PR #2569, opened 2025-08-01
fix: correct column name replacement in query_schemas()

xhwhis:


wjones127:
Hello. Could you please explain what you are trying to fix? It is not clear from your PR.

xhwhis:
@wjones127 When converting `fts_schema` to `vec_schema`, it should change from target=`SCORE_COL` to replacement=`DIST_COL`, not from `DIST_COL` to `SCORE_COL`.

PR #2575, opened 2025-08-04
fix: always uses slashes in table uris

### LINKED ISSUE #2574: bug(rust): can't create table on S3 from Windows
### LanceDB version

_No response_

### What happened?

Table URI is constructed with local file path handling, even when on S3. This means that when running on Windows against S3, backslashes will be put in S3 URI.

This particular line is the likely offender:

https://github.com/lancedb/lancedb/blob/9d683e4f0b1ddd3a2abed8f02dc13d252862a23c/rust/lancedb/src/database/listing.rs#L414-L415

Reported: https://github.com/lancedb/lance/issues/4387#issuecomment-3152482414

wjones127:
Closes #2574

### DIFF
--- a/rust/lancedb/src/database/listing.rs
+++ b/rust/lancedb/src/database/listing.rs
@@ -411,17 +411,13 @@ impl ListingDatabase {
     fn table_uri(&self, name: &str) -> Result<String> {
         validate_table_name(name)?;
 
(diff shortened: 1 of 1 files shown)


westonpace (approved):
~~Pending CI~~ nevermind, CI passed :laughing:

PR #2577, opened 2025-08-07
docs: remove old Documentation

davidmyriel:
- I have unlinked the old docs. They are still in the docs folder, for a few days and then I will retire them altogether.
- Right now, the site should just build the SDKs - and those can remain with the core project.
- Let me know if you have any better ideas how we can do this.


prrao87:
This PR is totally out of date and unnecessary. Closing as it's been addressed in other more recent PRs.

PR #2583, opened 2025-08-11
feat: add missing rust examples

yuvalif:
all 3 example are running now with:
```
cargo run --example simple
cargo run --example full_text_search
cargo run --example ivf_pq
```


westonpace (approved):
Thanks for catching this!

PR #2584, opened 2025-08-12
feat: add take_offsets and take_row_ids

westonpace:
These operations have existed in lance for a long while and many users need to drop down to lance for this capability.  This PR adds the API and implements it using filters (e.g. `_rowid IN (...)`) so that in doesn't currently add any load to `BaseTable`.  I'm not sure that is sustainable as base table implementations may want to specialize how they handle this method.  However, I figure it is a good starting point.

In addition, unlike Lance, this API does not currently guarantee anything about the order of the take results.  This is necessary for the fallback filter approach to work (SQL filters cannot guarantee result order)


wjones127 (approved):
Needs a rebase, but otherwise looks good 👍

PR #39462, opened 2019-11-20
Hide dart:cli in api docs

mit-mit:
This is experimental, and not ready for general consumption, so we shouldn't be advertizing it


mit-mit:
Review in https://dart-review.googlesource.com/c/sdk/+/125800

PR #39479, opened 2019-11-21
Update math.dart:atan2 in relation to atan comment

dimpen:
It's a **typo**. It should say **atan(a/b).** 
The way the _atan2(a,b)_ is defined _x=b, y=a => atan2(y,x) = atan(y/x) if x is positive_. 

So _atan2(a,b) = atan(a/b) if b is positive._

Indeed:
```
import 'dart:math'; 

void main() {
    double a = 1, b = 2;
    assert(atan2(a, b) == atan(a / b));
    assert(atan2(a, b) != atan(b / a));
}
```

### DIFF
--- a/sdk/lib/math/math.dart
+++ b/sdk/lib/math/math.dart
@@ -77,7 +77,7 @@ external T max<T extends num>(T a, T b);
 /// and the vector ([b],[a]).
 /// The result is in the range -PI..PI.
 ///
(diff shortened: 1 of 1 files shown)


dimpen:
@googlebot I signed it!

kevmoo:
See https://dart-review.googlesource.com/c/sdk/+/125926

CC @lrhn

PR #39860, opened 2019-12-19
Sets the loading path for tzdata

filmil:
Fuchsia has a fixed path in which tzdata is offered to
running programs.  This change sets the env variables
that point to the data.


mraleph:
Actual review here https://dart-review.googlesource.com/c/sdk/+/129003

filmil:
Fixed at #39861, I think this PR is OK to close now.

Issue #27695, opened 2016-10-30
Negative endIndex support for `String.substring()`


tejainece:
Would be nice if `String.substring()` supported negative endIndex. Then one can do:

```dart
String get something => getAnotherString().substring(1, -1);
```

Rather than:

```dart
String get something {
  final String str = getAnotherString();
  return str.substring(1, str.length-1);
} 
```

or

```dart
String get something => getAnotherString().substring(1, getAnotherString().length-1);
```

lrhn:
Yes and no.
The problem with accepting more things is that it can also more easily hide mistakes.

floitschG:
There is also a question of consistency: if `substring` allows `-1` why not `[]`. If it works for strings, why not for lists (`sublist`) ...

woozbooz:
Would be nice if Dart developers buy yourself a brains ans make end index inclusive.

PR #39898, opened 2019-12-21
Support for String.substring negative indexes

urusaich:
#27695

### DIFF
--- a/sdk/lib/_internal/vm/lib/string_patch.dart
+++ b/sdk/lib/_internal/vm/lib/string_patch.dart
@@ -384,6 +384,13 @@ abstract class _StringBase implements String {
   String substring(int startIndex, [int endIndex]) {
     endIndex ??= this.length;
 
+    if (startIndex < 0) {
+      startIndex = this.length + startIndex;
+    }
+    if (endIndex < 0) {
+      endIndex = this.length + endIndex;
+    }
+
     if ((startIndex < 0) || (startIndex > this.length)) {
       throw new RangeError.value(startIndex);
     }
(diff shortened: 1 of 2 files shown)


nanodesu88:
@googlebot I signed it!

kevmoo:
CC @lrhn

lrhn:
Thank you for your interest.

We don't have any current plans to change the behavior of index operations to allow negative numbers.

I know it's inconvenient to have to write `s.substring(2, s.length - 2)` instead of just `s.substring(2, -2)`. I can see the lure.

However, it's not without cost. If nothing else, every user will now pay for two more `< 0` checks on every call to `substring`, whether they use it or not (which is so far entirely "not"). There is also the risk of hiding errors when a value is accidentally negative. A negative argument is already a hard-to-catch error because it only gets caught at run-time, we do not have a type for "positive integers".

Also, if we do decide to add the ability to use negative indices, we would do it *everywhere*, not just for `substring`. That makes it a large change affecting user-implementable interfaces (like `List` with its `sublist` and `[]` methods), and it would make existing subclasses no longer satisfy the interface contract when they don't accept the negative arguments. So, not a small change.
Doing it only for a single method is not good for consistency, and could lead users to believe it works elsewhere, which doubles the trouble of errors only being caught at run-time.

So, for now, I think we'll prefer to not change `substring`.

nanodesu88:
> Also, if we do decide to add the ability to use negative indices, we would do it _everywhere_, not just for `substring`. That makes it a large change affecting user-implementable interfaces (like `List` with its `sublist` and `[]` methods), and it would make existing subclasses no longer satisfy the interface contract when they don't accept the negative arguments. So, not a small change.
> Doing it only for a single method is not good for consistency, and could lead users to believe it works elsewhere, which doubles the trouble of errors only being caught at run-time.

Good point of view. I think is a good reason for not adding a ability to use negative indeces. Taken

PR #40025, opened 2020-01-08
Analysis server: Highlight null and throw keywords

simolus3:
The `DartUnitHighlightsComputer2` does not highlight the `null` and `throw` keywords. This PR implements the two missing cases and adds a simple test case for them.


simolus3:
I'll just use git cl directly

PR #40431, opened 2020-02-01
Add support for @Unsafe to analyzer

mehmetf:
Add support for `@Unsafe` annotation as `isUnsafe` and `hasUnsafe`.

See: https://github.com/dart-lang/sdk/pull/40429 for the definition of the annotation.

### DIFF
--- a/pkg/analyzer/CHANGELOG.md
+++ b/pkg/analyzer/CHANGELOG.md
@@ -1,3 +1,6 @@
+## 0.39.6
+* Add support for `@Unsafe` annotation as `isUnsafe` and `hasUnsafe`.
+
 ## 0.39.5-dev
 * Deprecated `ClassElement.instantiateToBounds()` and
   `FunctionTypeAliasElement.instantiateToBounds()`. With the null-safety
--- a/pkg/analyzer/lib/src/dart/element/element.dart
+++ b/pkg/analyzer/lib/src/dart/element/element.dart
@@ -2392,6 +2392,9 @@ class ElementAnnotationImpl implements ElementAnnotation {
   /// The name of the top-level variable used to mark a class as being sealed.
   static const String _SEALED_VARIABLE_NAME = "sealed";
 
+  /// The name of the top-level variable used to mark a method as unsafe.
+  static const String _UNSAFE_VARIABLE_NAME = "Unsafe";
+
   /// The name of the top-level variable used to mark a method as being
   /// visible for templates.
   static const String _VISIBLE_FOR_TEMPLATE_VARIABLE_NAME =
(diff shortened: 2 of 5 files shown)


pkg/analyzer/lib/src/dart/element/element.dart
****************************************
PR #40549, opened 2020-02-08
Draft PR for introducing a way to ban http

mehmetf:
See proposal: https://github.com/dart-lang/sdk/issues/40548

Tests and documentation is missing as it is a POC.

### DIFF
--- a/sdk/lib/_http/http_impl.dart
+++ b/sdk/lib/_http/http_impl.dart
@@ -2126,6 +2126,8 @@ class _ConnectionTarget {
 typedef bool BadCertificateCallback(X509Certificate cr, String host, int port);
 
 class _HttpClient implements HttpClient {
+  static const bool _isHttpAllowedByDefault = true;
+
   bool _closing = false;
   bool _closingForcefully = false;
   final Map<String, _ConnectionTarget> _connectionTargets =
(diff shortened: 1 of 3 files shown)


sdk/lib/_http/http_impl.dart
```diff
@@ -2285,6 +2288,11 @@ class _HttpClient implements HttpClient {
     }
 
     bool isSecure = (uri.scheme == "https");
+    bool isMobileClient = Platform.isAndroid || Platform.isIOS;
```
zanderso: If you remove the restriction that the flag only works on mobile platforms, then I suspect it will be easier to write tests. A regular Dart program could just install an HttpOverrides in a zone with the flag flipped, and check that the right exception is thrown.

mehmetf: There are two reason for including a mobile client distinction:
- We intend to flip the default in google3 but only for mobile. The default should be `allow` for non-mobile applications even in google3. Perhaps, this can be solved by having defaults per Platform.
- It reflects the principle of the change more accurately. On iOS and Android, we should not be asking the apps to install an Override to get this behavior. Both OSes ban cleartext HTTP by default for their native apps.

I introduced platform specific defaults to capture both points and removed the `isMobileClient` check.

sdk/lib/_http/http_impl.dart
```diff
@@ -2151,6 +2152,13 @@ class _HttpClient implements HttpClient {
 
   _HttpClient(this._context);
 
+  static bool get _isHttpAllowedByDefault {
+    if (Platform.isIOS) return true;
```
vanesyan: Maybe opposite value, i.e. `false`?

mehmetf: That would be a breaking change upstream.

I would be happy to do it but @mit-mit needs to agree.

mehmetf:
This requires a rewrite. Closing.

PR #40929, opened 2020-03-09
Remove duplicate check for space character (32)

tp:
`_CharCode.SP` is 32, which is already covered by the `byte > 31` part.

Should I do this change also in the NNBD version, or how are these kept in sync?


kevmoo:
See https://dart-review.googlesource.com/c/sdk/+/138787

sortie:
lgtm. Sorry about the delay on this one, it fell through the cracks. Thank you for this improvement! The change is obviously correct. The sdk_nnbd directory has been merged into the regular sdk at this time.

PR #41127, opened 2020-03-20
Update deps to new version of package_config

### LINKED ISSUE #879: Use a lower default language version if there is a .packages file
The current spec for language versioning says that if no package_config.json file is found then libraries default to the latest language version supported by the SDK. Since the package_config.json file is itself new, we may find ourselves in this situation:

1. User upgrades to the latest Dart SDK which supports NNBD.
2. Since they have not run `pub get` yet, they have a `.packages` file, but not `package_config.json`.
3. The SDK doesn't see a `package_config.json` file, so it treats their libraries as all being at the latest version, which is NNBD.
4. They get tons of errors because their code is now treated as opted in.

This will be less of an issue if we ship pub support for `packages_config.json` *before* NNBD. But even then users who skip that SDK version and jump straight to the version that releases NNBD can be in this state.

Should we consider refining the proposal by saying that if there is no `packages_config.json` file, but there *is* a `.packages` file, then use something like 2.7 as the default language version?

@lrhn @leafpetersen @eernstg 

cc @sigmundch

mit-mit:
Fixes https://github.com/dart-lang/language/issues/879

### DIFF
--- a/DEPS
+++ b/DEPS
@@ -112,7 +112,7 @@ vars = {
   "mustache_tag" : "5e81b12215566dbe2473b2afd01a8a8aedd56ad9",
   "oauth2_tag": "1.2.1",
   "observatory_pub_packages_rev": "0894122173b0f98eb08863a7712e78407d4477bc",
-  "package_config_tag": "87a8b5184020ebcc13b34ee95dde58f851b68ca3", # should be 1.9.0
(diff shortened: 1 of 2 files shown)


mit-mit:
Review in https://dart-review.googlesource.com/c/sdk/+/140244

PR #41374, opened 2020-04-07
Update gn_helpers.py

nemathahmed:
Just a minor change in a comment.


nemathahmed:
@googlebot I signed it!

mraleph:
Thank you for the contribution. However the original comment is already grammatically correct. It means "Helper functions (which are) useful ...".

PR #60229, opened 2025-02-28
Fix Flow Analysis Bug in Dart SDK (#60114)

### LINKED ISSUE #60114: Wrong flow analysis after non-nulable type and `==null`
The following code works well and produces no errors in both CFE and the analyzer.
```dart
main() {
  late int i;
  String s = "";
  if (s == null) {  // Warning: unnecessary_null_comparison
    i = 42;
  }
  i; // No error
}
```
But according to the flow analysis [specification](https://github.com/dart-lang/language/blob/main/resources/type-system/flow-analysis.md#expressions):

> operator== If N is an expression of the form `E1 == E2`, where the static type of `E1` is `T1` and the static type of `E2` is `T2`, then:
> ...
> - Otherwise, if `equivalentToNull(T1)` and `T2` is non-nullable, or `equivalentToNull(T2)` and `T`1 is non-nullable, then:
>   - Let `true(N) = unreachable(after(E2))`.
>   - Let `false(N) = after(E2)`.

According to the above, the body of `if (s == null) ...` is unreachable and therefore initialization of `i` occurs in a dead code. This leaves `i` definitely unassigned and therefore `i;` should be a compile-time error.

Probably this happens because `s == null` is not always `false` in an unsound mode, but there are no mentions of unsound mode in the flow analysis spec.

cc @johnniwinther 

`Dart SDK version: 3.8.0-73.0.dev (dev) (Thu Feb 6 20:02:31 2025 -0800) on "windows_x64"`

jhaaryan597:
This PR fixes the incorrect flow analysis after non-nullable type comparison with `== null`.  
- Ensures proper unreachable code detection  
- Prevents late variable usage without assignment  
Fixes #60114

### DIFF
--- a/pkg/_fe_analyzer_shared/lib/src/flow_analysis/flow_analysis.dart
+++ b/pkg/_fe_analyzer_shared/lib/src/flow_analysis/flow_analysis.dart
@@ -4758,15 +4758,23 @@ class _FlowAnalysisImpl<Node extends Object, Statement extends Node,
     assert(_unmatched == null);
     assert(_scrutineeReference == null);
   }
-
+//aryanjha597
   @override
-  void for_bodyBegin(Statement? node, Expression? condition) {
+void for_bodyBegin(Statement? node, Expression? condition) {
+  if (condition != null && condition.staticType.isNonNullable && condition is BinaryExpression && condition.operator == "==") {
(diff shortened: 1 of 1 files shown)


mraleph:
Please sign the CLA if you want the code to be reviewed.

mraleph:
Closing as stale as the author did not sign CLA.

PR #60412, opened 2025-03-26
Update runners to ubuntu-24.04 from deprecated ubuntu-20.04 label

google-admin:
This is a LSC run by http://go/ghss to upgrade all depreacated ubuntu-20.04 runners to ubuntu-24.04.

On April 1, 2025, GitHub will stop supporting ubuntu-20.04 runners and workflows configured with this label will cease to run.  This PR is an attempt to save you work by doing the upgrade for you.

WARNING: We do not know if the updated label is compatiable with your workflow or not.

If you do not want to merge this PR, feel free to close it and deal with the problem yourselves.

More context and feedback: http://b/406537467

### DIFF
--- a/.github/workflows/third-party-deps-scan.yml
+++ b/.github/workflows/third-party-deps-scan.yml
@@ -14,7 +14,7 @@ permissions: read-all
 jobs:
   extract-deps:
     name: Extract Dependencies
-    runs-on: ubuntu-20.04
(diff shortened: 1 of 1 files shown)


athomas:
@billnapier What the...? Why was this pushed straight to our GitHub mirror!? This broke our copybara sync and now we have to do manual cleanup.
****************************************
WORK TASK -> Search the material above for "think". Pull out each line where it shows up.

REPLY ->
Fixed at #39861, I think this PR is OK to close now.
So, for now, I think we'll prefer to not change `substring`.
Good point of view. I think is a good reason for not adding a ability to use negative indeces. Taken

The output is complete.